Nepal Bajura Badimalika Municipality Cliff Fall Local News Safety

Two Dead in Separate Cliff Falls in Nepal’s Bajura District

A 60-year-old man and a six-year-old girl died in separate cliff-fall incidents in Badimalika Municipality, highlighting the risks of everyday life in Bajura’s rugged terrain.

Apple Nepal

Two people, including a six-year-old girl, died in separate cliff-fall incidents in Badimalika Municipality of Bajura district on Sunday, underscoring the dangers residents face in Nepal’s steep hill country.

According to Police Inspector Gagan Singh Bhat of the District Police Office, 60-year-old Man Bahadur Dani died while collecting fodder in a forest in Pata. In a separate incident, a minor girl also died after sustaining injuries from a fall in the same municipality.

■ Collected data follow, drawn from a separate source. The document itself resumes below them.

PR #2494, opened 2023-01-26
python/cast_mode: Fix integer overflow of LONG_MAX+1.

degasus:
LONG_MAX cannot be represented as double if sizeof(long)=8, so it is usually rounded to LONG_MAX+1. So SWIG_CanCastAsInteger returned true for LONG_MAX+1 and the next cast ended up in an integer overflow.

Worse for unsigned long: It is called by smaller unsigned integers with range checks after the convertion to unsigned long. As the integer overflow yields a 0x0, this is valid for all small unsigned integers. Smaller signed integers will always fail this range check after the integer overflow.

This fixes the tests on my machine:
```
  as_l(lmaxd + LSB)
  as_ll(llmaxd + LSB)
  as_ul(ulmax + LSB)
  as_ull(ullmax + LSB)
```

Wrong old results before this commit:
```
  as_l(float(2**63)) := -0x8000000000000000
  as_ll(float(2**63)) := -0x8000000000000000
  as_uc(float(2**64)) := 0x0
  as_us(float(2**64)) := 0x0
  as_ui(float(2**64)) := 0x0
  as_ul(float(2**64)) := 0x0
  as_ull(float(2**64)) := 0x0
```

Now all of them throw an exception.

Also add tests for the min/max values of this convertions including negative tests for min-1/max+1.

### DIFF
--- a/CHANGES.current
+++ b/CHANGES.current
@@ -7,6 +7,17 @@ the issue number to the end of the URL: https://github.com/swig/swig/issues/
 Version 4.2.0 (in progress)
 ===========================
 
+2023-XX-XX: degasus
+	    [Python] #2494 Fix integer overflow / undefined behavior in the python cast_mode on
+	    sizeof(long)==8 platforms for the implicit conversion of the edge cases:
+	      long(double(LONG_MAX + 1))
+	      long long(double(LONG_MAX + 1))
+	      unsigned char(double(ULONG_MAX + 1))
+	      unsigned short(double(ULONG_MAX + 1))
+	      unsigned int(double(ULONG_MAX + 1))
+	      unsigned long(double(ULONG_MAX + 1))
+	      unsigned long long(double(ULONG_MAX + 1))
+
 2023-12-03: olly
 	    [Ocaml] Remove -suffix command line option which has emitted a
 	    deprecation warning since SWIG 3.0.4 - if you want to specify
--- a/Examples/test-suite/overload_simple.i
+++ b/Examples/test-suite/overload_simple.i
@@ -166,10 +166,17 @@ char *fid(double, double) {
 %}
 
 %inline %{
-unsigned long long ull() { return 0ULL; }
-unsigned long long ull(unsigned long long ull) { return ull; }
-long long ll() { return 0LL; }
-long long ll(long long ull) { return ull; }
+int sizeof_long() { return sizeof(long); }
+
+unsigned long as_ul() { return 0UL; }
+unsigned long as_ul(unsigned long ul) { return ul; }
+long as_l() { return 0L; }
+long as_l(long l) { return l; }
+
+unsigned long long as_ull() { return 0ULL; }
+unsigned long long as_ull(unsigned long long ull) { return ull; }
+long long as_ll() { return 0LL; }
+long long as_ll(long long ll) { return ll; }
 %}
 
 %include cmalloc.i
--- a/Examples/test-suite/python/python_overload_simple_cast_runme.py
+++ b/Examples/test-suite/python/python_overload_simple_cast_runme.py
@@ -164,34 +164,129 @@ if s.type != "void *":
     raise RuntimeError("Spam(void *)")
 
 
+# nextafter: ++ and -- operators for float, off by one LSB
+# nextafter was released in Python 3.9
+from sys import hexversion
+if hexversion >= 0x3090000:
+    from math import inf, nextafter
+else:
+    # workaround: try to load nextafter from numpy if available
+    try:
+        from numpy import nextafter
+    except:
+        # else just disable this tests
+        def nextafter(x, y):
+            return None
+
+    # math.inf was added in Python 3.5
+    inf = float('inf')
+
+def exceptMatch(fun, arg, res, msg):
+    if arg is None or res is None:
+        # nextafter is missing, so skipping this test
+        return
+    if fun(arg) != res:
+        raise RuntimeError(msg)
+
+def exceptTypeError(fun, arg, msg):
+    if arg is None:
+        # nextafter is missing, so skipping this test
+        return
+    try:
+        fun(arg)
+        raise RuntimeError(msg)
+    except TypeError:
+        pass
+
+# x86_64: long is 32bit on MSVC but 64bit on *nix
+assert sizeof_long() in [4, 8]
+
+# unsigned long
+ulmax = 2**32 - 1
+ulmin = 0
+ulmaxd = float(2**32 - 1)
+ulmind = 0.0
+if sizeof_long() == 8:
+    ulmax = 2**64 - 1
+    ulmaxd = nextafter(float(2**64), 0.0)
+
+exceptMatch(as_ul, ulmin, ulmin, "as_ul(ulmin)")
+exceptMatch(as_ul, ulmax, ulmax, "as_ul(ulmax)")
+exceptMatch(as_ul, ulmind, ulmind, "as_ul(ulmind)")
+exceptMatch(as_ul, ulmaxd, ulmaxd, "as_ul(ulmaxd)")
+
+exceptTypeError(as_ul, ulmin - 1, "as_ul(ulmin - 1)")
+exceptTypeError(as_ul, ulmax + 1, "as_ul(ulmax + 1)")
+exceptTypeError(as_ul, nextafter(ulmind, -inf), "as_ul(ulmind - LSB)")
+exceptTypeError(as_ul, nextafter(ulmaxd, inf), "as_ul(ulmaxd + LSB)")
+
+# long
+lmax = 2**31 - 1
+lmin = -2**31
+lmaxd = float(2**31 - 1)
+lmind = float(-2**31)
+lmaxd_v = lmaxd # expected value after the cast
+lmind_v = lmind
+if hexversion < 0x30a0000:
+    # PyLong_AsLong(float) truncated the input before 3.10
+    lmaxd = nextafter(float(2**31), 0.0)
+    lmind = nextafter(float(-2**31 - 1), 0.0)
+    lmaxd_v = float(2**31 - 1)
+    lmind_v = float(-2**31)
+if sizeof_long() == 8:
+    lmax = 2**63 - 1
+    lmin = -2**63
+    lmaxd = nextafter(float(2**63), 0.0)
+    lmind = float(-2**63)
+    lmaxd_v = lmaxd
+    lmind_v = lmind
+
+exceptMatch(as_l, lmin, lmin, "as_l(lmin)")
+exceptMatch(as_l, lmax, lmax, "as_l(lmax)")
+exceptMatch(as_l, lmind, lmind_v, "as_l(lmind)")
+exceptMatch(as_l, lmaxd, lmaxd_v, "as_l(lmaxd)")
+
+exceptTypeError(as_l, lmin - 1, "as_l(lmin - 1)")
+exceptTypeError(as_l, lmax + 1, "as_l(lmax + 1)")
+exceptTypeError(as_l, nextafter(lmind, -inf), "as_l(lmind - LSB)")
+exceptTypeError(as_l, nextafter(lmaxd, inf), "as_l(lmaxd + LSB)")
+
 # unsigned long long
-ullmax = 9223372036854775807  # 0xffffffffffffffff
-ullmaxd = 9007199254740992.0
+ullmax = 2**64 - 1
 ullmin = 0
+ullmaxd = float(2**53) # 64 bit double significand
 ullmind = 0.0
-if ull(ullmin) != ullmin:
-    raise RuntimeError("ull(ullmin)")
-if ull(ullmax) != ullmax:
-    raise RuntimeError("ull(ullmax)")
-if ull(ullmind) != ullmind:
-    raise RuntimeError("ull(ullmind)")
-if ull(ullmaxd) != ullmaxd:
-    raise RuntimeError("ull(ullmaxd)")
+if sizeof_long() == 8:
+    ullmaxd = nextafter(float(2**64), 0.0)
+
+exceptMatch(as_ull, ullmin, ullmin, "as_ull(ullmin)")
+exceptMatch(as_ull, ullmax, ullmax, "as_ull(ullmax)")
+exceptMatch(as_ull, ullmind, ullmind, "as_ull(ullmind)")
+exceptMatch(as_ull, ullmaxd, ullmaxd, "as_ull(ullmaxd)")
+
+exceptTypeError(as_ull, ullmin - 1, "as_ull(ullmin - 1)")
+exceptTypeError(as_ull, ullmax + 1, "as_ull(ullmax + 1)")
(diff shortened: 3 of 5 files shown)


Examples/test-suite/python/python_overload_simple_cast_runme.py
```diff
@@ -164,34 +164,120 @@ def __float__(self):
...
+if as_l(lmaxd) != lmaxd:
+    raise RuntimeError("as_l(lmaxd)")
+
+exceptTypeError(as_l, lmin - 1, "as_l(lmin - 1)")
+exceptTypeError(as_l, lmax + 1, "as_l(lmax + 1)")
+exceptTypeError(as_l, nextafter(lmind, -inf), "as_l(lmind - LSB)")
+exceptTypeError(as_l, nextafter(lmaxd, inf), "as_l(lmaxd + LSB)")
+
 # unsigned long long
-ullmax = 9223372036854775807  # 0xffffffffffffffff
```
degasus, line 168: Note: This does NOT match. The old value `9223372036854775807 == 2**63-1` conflicts with the comment.

Lib/python/pyprimtypes.swg
```diff
@@ -104,7 +104,9 @@ SWIG_AsVal_dec(long)(PyObject *obj, long* val)
     if (!dispatch) {
       double d;
       int res = SWIG_AddCast(SWIG_AsVal(double)(obj,&d));
-      if (SWIG_IsOK(res) && SWIG_CanCastAsInteger(&d, LONG_MIN, LONG_MAX)) {
+      // largest double not larger than LONG_MAX
+      const double long_max = sizeof(long) == 8 ? 0x7ffffffffffffc00LL : LONG_MAX;
```
degasus, line 108: I really hate hardcoding this two constants. Howver I was not able to generate this constant in C with less than 10 lines of code without any a-prioi-knowledge. I anyone is aware of a method to convert a 64 bit integer > 2**53 to double with a given rounding behavior, I will happily update this patch.

How to generate:
  C: nextafter(uint128_t(LONG_MAX)+1, 0)
  Python: hex(int(nextafter(2**63, 0)))

Examples/test-suite/overload_simple.i
```diff
@@ -166,10 +166,17 @@ char *fid(double, double) {
...
-unsigned long long ull() { return 0ULL; }
-unsigned long long ull(unsigned long long ull) { return ull; }
-long long ll() { return 0LL; }
-long long ll(long long ull) { return ull; }
+int sizeof_long() { return sizeof(long); }
+
+unsigned long as_ul() { return 0UL; }
+unsigned long as_ul(unsigned long ul) { return ul; }
+long as_l() { return 0L; }
+long as_l(long l) { return l; }
```
degasus, line 174: Just `l` was not allowed because of https://www.flake8rules.com/rules/E743.html , so I've renamed it to as_l.

Examples/test-suite/python/python_overload_simple_cast_runme.py
```diff
@@ -164,34 +164,120 @@ def __float__(self):
...
+    raise RuntimeError("as_ul(ulmax)")
+if as_ul(ulmind) != ulmind:
+    raise RuntimeError("as_ul(ulmind)")
+if as_ul(ulmaxd) != ulmaxd:
+    raise RuntimeError("as_ul(ulmaxd)")
+
+exceptTypeError(as_ul, ulmin - 1, "as_ul(ulmin - 1)")
+exceptTypeError(as_ul, ulmax + 1, "as_ul(ulmax + 1)")
+exceptTypeError(as_ul, nextafter(ulmind, -inf), "as_ul(ulmind - LSB)")
+exceptTypeError(as_ul, nextafter(ulmind, inf), "as_ul(ulmaxd + LSB)")
```
degasus, line 210: ulmaxd instead of ulmind, also with as_ull

degasus:
@wsfulton This patch passed the CI, after rebase on top of your commits, it now fails. As master has failed the CI as well, I doubt there is a need for me to invastigate further.

By the way, is there something you want me to do here? It fixes an obvious bug without touching the behavior elsewhere. And it increases the test coverage.

Lib/python/pyprimtypes.swg
ojwb: This also seems to assume IEEE double, which is pretty much ubiquitous in current platforms but not actually required by the language standards.

It does seem fiddly to calculate though.

CHANGES.current
```diff
@@ -7,6 +7,17 @@ the issue number to the end of the URL: https://github.com/swig/swig/issues/
 Version 4.2.0 (in progress)
 ===========================
 
+2023-XX-XX: degasus
+            Fix integer overflow / undefined behavior in the python cast_mode on sizeof(long)==8
+            plattforms for the implicit convertion of the edge cases:
```
ojwb, line 12: Typo: "plattforms"

ojwb:
BTW, please don't rebase and push your PRs so much - every time you do it kicks off 100 or so builds, which is a lot of CI time to be burning when a patch is really just waiting for someone to get to it.  It can also delay CI runs for things people are actively working on since GHA limits us to fewer concurrent jobs than we kick off per push.

Lib/python/pyprimtypes.swg
ojwb: If we have `uint128_t` (or if `sizeof(long) == 4` and we have `uint64_t`) and we're building as C99 or have POSIX functions then we could just use `nextafter((uint128_t)LONG_MAX+1, 0)` (or `nextafter((uint64_t)LONG_MAX+1, 0)`) - checking on godbolt it seems GCC and MSVC both evaluate this at compile time (though clang doesn't seem to currently).  We could also check `FLT_RADIX` and `DBL_MANT_DIG` match IEEE and use a precomputed value for common platforms too.

Many platforms lack `uint128_t` though, and I'd guess a platform not using IEEE floating point is probably especially unlikely to.

Some other assumptions would be easy to fix though, e.g.:

```
llmaxd = float(2**53) # 64 bit double significand
```

We could add C helpers to return `FLT_RADIX` and `DBL_MANT_DIG` (from `<float.h>`) and replace this with something like:

```
llmaxd = float(flt_radix()**dbl_mant_dig()) # 64 bit double significand
```

I'm not sure if people would actually be trying to use SWIG on a platform with non-IEEE floating point though.

@wsfulton Thoughts?

degasus:
As this is a bug fix, what do you think about adding a milestone to it?

If there is anything I can do to help on the decision about hard coding the IEEE float behavior, please let me know.

CHANGES.current
ojwb: Also "convertion" (should be "conversion").

And the convention is to "tag" the entry with the language it applies to like so:

```
2023-12-01: saiarcot895
            [Python] #2413 Prevent potential multi-threading crash; gracefully exit running
            daemon threads on main thread exit.
```

Examples/test-suite/overload_simple.i
```diff
@@ -166,10 +166,21 @@ char *fid(double, double) {
...
 %inline %{
-unsigned long long ull() { return 0ULL; }
-unsigned long long ull(unsigned long long ull) { return ull; }
-long long ll() { return 0LL; }
-long long ll(long long ull) { return ull; }
+#include <errno.h>
+#include <math.h>
+
+int sizeof_long() { return sizeof(long); }
+double getnextafter(double from, double to) { double ret = nextafter(from, to); errno = 0; return ret; }
```
ojwb, line 173: `nextafter()` is C99 so this testcase may fail if using a C90 compiler which is still the baseline we aim to support.

I don't think we have a "C99-only testcase" mechanism, but `nextafter()` is also C++11 and we do have a "C++11-only testcase" mechanism so this could be made a C++11 testcase (rename to add a `cpp11_` prefix and move it to `CPP11_TEST_CASES`).  Or just drop this helper and skip the parts of the `_runme.py` that requires it if using Python < 3.9.

degasus: I've dropped this C helpers and added an optional fallback to numpy instead. If both is missing, the tests will be skipped. I hope the coverage is still good enough.
Our behavior changed with Python >= 3.10, so having at least 3.9 should still test all required cases.

CHANGES.current
degasus: Done.
Nitpicking: Which convention should I follow for the indentation? 12 spaces or one tab + 4 spaces?

And as usual, sorry for my bad English ;-)

Lib/python/pyprimtypes.swg
degasus: I sadly still have no better option than hardcoding this constants in the generated C code. And yes, this is hardcoded for IEEE floats only. Do you want me to add some macros to check if the predefined macros in float.h matches our expections and #error else?

However I skipped your suggestion for generating `llmaxd`. This is within the test, and for the cast_mode feature, the test is currently more a documentation of the behavior than checking for the designed behavior. I fear that importing the size of floats from C makes this just more unreadable.

degasus:
> I've added it to the 4.2 milestone for consideration (but note that's not a guarantee it'll get merged for 4.2.0).

Thanks a lot. Obviously no guarantee for anything, but this makes it less likely to just be forgotten :-)

ojwb:
> Note: The failing test also fails on master.

It's marked as "can fail" (it's due to a bug in upstream ruby which has been fixed and we're just waiting for that fix to percolate through to the ruby 3.3 development builds we're using in CI).

It shows as green in https://github.com/swig/swig/actions but github is stupid and still treats that as a failing test in PRs.

CHANGES.current
ojwb: SWIG coding style expects a tab to move to the next multiple of 8 column so they're equivalent.

Examples/test-suite/python/python_overload_simple_cast_runme.py
wsfulton: Agreed, `9223372036854775807 == 0x7fffffffffffffff`

Examples/test-suite/overload_simple.i
wsfulton: Hard to tell from the diffs displayed here, but `ull()` is now `as_ull()` and `ull()` is now `as_ll()`.

Lib/python/pyprimtypes.swg
wsfulton: Agreed that hard coding is not ideal, but given it is not easily calculated portably, I've put in a comment on how to calculate it as the next best thing. See eac27f7d3ecfe0c120f202eb1a1da081060884f6.

Examples/test-suite/python/python_overload_simple_cast_runme.py
```diff
@@ -164,34 +164,129 @@ def __float__(self):
...
+lmaxd = float(2**31 - 1)
+lmind = float(-2**31)
+lmaxd_v = lmaxd # expected value after the cast
+lmind_v = lmind
+if hexversion < 0x30a0000:
+    # PyLong_AsLong(float) truncated the input before 3.10
+    lmaxd = nextafter(float(2**31), 0.0)
+    lmind = nextafter(float(-2**31 - 1), 0.0)
+    lmaxd_v = float(2**31 - 1)
+    lmind_v = float(-2**31)
```
wsfulton, line 235: I ran the tests on 32-bit Python < 3.10 to see that this change is required, but I didn't figure out why. Do you have a link to the exact release note that fixes this truncation problem?

wsfulton:
Thanks for this pull request @degasus . It took a while digesting and checking it, it must have taken you even longer to figure out the problem and fix. There's just one comment on the 32-bit Python if you can take a look.

Examples/test-suite/python/python_overload_simple_cast_runme.py
```diff
@@ -164,34 +164,129 @@ def __float__(self):
...
+exceptTypeError(as_l, lmax + 1, "as_l(lmax + 1)")
+exceptTypeError(as_l, nextafter(lmind, -inf), "as_l(lmind - LSB)")
+exceptTypeError(as_l, nextafter(lmaxd, inf), "as_l(lmaxd + LSB)")
+
 # unsigned long long
-ullmax = 9223372036854775807  # 0xffffffffffffffff
-ullmaxd = 9007199254740992.0
+ullmax = 2**64 - 1
 ullmin = 0
+ullmaxd = float(2**53) # 64 bit double significand
```
wsfulton, line 257: Also, why test 2**53 for `unsigned long long`, this surely should be `nextafter(float(2**64), 0.0)`, that is, the same as 64-bit `unsigned long` as `sizeof(unsigned long) == sizeof(unsigned long long)` on 64-bit platforms.

Examples/test-suite/python/python_overload_simple_cast_runme.py
degasus: https://docs.python.org/3/c-api/long.html#c.PyLong_AsLong
Before 3.10, `__int__` was used and it truncated any float. Since 3.10, it only tries to use `__index__`, which fails for float. I think we might want to call it a bug to use `PyLong_AsLong` for a float, but this defines the current behavior: https://github.com/swig/swig/blob/master/Lib/python/pyprimtypes.swg#L97

Examples/test-suite/python/python_overload_simple_cast_runme.py
degasus: I think this behavior is implemented on purpose [here](https://github.com/swig/swig/blob/master/Lib/python/pyprimtypes.swg#L291) or [here](https://github.com/swig/swig/blob/master/Lib/perl5/perlprimtypes.swg#L232). By the way, this reminds me to double check the behavior on perl if it has the same bug as fixed here...

cast_mode (sometimes) check for how many LSBs the number is off, and it (sometimes) check for 53b precision. In my opinion, there are reasons to do so and reasons not to do so. I just dislike the "sometimes" based on plattforms. If you have an opinion on which behavior you like more, I will be very happily rewrite #2097 to actually get the same behavior on all plattforms. But I think this should not be considered for the current release.

degasus:
> Thanks for this pull request @degasus . It took a while digesting and checking it, it must have taken you even longer to figure out the problem and fix. There's just one comment on the 32-bit Python if you can take a look.

Thanks a lot for the review, and marry x-mas. What a honor to get your attention at this time!

Figuring out the problem was actually easy, clang provided a warning that the constant LONG_MAX casted to double does not exist. Figuring out the behavior on all plattforms however took a while ;-)

Examples/test-suite/python/python_overload_simple_cast_runme.py
degasus: ..... Sorry for missing to check perl ....  https://github.com/swig/swig/blob/master/Lib/perl5/perlprimtypes.swg#L90 and https://github.com/swig/swig/blob/master/Lib/perl5/perlprimtypes.swg#L157

wsfulton: > rewrite https://github.com/swig/swig/pull/2097 to actually get the same behavior on all plattforms.

Yes, so let's make consistent and resolve in the rewrite of #2097 and agreed it is not going to make it into swig-4.2.0 due out in a few days.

Routine tasks turned deadly

Both incidents happened during ordinary daily activities, a grim reminder that in remote hill districts, even routine chores can become life-threatening. Collecting fodder and moving through cliff-lined paths are part of everyday life for many families in Bajura.

Local authorities confirmed that both deaths occurred in the municipality, but the details of the second child’s fall were not immediately available.

A recurring hazard in Bajura

Bajura’s rugged geography has long made travel and work risky, especially in rural wards where steep slopes, narrow trails, and unstable edges are common. Similar fatal cliff falls have been reported in the district in the past, reflecting the persistent safety challenges faced by residents.

The latest tragedy adds to concerns about how vulnerable communities in Nepal’s hilly regions remain when basic livelihoods depend on difficult terrain.

What the incident shows

These deaths are not just isolated accidents. They point to the broader reality of rural life in high-risk landscapes, where access to safe paths, protective infrastructure, and emergency response can be limited.

For families in Badimalika and nearby settlements, the losses are immediate and deeply personal. For local officials, they are another reminder of the need for practical safety measures in areas where geography itself can be dangerous.